I’ve been lucky in all the jobs I’ve had that bosses have been pretty good about not expecting me to work more than anyone else. (Well, there was this one guy, but he was General Jerk, and I eventually left the job entirely.) I’ve also worked with parents who were willing to miss the event if I couldn’t cover for them. They’d always /ask/ me if I could cover X shift for them, or if it was an emergency, offer to take an extra shift in order to let me go home early/take the day off. An acknowledgement that my life is just as important as theirs, that my needs and hobbies and whatever mattered just as much as their children’s went a long way toward my willingness to help them out.
For instance, I hate morning shifts. LOATHE THEM. SO when I got them, one co-worker who had children who would often need to leave earlier asked to trade with me so that I didn’t have to get up early, and she could leave early. See how that worked out?

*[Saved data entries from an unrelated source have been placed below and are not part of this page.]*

PR #75, opened 2018-06-13
Add Rule: Collapsible If Statements

andrea-guarino-sonarsource:


slang-checks/src/main/java/com/sonarsource/slang/checks/CollapsibleIfStatementsCheck.java
```diff
@@ -0,0 +1,63 @@
...
+
+@Rule(key = "S1066")
+public class CollapsibleIfStatementsCheck implements SlangCheck {
+  private static final String MESSAGE = "Merge this if statement with the nested one.";
+  private static final String SECONDARY_MESSAGE = "Nested \"if\" statement";
+
+  @Override
+  public void initialize(InitContext init) {
+    init.register(IfTree.class, (ctx, ifTreeStatement) -> Optional.of(ifTreeStatement)
+      .filter(ifTree -> ifTree.elseBranch() == null)
```
christophe-zurn-sonarsource: I don't think this filter operation is necessary. As the next method will return an empty optional if that's the case

sonar-slang-plugin/src/main/resources/org/sonar/l10n/kotlin/rules/kotlin/S1066.html
```diff
@@ -0,0 +1 @@
+<p>Merging collapsible <code>if</code> statements increases the code's readability.</p>
```
christophe-zurn-sonarsource: The Compliant / Noncompliant sections are missing. You can create a `Kotlin` subtask in the RSPEC to override these parts

slang-checks/src/test/resources/com/sonarsource/slang/checks/CollapsibleIfStatements.slang
```diff
@@ -0,0 +1,57 @@
...
+  }
+} else {
+}
+
+if (a)
+  if (b) {
+  } else {
+  }
+
+if (a) { // Noncompliant {{Merge this if statement with the nested one.}}
```
christophe-zurn-sonarsource: You could add a location check on 1 of these noncompliant example

slang-checks/src/main/java/com/sonarsource/slang/checks/CollapsibleIfStatementsCheck.java
```diff
@@ -0,0 +1,63 @@
...
+import org.sonar.check.Rule;
+
+@Rule(key = "S1066")
+public class CollapsibleIfStatementsCheck implements SlangCheck {
+  private static final String MESSAGE = "Merge this if statement with the nested one.";
+  private static final String SECONDARY_MESSAGE = "Nested \"if\" statement";
+
+  @Override
+  public void initialize(InitContext init) {
+    init.register(IfTree.class, (ctx, ifTreeStatement) -> Optional.of(ifTreeStatement)
```
christophe-zurn-sonarsource: Is there a special reason you used an `Optional` here?
It's not wrong, but it seems strange to me to use it like this on an object we know exists...

slang-checks/src/main/java/com/sonarsource/slang/checks/CollapsibleIfStatementsCheck.java
andrea-guarino-sonarsource: I think this check on "elseBranch" is still necessary because the next method will receive only the "thenBranch".

slang-checks/src/main/java/com/sonarsource/slang/checks/CollapsibleIfStatementsCheck.java
andrea-guarino-sonarsource: I like to have this fluent api notation, but I agree it's a bit weird in this case. :)
I will remove the `Optional.of` wrapper.

slang-checks/src/main/java/com/sonarsource/slang/checks/CollapsibleIfStatementsCheck.java
christophe-zurn-sonarsource: You're right. I misread that part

Also, my current job has the most awesome system ever, created by a woman who is a parent. We request a day off on a calendar, at least two weeks prior to the date. If that date can be covered, we get it. If it can’t be, we don’t get it. She doesn’t prioritize parents over non-parents, and we are all expected to, like adults, discuss conflicts and resolve them in a way that allows everyone to get the fairest deal possible. It leads to much less stress than the parents expecting the non-parents to just suck it up.
Late to the game. But I think what is at issue, for those of us who are childfree, is that having children ultimately is a lifestyle choice. Great, you choose to have a family, then have the balls to take responsibility. You decided to have children (I’m speak to the metaphorical breeder who takes advantage of the workplace) and I have decided to have a cat – BOTH are lifestyle choices.
As someone stated above, to expect others to pull extra hours whilst you are busily tending to your Bruschetta and Mozarella, that is beyond selfish. My time is just as valuable as some breeder’s. Ultimately there is no medical requirement to get pregnant, there is legal requirement, it is truly a lifestyle choice and a rather selfish one – wanting to propagate your genes.